• Problem
All lines from the entries below that contain the string "might" should be copied out.

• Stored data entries
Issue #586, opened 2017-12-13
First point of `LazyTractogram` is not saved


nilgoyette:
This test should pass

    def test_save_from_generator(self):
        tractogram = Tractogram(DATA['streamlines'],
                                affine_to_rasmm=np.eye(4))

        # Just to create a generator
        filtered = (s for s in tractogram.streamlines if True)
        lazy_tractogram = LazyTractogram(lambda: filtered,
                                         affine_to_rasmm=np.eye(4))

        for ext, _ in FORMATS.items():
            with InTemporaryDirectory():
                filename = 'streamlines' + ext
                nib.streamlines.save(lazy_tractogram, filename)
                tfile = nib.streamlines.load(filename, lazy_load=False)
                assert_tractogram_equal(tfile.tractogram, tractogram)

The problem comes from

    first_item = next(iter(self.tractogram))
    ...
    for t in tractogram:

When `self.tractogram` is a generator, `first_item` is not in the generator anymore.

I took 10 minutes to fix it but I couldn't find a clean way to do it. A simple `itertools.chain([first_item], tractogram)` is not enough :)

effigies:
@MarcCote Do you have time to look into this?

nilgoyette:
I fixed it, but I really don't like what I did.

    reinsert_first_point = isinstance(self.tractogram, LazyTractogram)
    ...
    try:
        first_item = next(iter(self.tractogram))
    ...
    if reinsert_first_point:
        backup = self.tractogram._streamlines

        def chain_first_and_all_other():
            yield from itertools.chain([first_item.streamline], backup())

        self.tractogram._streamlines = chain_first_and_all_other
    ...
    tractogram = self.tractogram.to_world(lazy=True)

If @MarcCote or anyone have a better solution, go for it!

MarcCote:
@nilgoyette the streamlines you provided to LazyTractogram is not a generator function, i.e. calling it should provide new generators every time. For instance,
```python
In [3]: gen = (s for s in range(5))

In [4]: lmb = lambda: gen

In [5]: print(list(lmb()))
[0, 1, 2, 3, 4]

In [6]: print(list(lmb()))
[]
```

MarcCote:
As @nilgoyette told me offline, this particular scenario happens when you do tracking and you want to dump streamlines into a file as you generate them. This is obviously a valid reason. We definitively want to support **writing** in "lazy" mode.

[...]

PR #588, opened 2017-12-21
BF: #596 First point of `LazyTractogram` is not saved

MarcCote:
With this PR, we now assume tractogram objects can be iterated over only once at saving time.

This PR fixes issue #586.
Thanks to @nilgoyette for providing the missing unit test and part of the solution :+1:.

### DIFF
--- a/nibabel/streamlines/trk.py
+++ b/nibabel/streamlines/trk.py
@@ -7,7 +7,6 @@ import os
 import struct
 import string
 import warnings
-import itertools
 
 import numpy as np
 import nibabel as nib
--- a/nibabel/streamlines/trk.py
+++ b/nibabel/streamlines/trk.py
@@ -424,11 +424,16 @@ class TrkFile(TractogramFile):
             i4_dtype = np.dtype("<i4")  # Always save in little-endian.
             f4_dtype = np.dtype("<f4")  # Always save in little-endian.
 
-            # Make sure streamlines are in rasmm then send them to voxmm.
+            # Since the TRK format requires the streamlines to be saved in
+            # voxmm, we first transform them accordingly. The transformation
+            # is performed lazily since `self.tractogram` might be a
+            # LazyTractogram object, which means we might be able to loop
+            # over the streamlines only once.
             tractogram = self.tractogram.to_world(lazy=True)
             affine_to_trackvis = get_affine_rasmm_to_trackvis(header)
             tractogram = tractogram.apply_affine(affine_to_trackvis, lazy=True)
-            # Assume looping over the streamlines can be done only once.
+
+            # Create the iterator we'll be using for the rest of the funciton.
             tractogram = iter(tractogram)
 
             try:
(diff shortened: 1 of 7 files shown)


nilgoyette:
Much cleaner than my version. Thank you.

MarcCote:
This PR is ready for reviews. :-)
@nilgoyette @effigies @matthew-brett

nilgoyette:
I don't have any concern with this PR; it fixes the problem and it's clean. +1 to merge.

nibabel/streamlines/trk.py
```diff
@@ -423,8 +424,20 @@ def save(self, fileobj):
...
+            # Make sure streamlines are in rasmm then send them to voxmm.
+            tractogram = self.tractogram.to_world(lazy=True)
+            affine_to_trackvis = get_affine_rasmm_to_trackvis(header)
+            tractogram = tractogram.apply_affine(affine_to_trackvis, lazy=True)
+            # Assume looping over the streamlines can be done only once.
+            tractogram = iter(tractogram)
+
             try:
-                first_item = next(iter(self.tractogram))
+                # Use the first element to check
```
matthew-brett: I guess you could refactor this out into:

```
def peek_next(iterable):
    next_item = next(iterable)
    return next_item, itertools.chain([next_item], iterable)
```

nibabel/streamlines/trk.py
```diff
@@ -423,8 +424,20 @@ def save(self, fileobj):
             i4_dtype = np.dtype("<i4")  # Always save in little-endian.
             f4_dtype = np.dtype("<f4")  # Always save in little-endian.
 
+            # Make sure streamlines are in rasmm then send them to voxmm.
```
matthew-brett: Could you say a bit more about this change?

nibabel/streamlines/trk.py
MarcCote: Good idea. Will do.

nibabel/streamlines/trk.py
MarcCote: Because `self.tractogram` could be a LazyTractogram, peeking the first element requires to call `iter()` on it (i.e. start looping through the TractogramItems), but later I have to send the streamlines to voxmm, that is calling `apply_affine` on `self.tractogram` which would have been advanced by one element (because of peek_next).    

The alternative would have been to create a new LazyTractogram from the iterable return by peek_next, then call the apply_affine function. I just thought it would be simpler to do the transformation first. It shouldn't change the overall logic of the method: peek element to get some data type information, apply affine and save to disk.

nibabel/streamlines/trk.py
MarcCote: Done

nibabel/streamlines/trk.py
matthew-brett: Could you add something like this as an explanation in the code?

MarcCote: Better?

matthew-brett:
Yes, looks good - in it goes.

• Your solution
+            # is performed lazily since `self.tractogram` might be a
+            # LazyTractogram object, which means we might be able to loop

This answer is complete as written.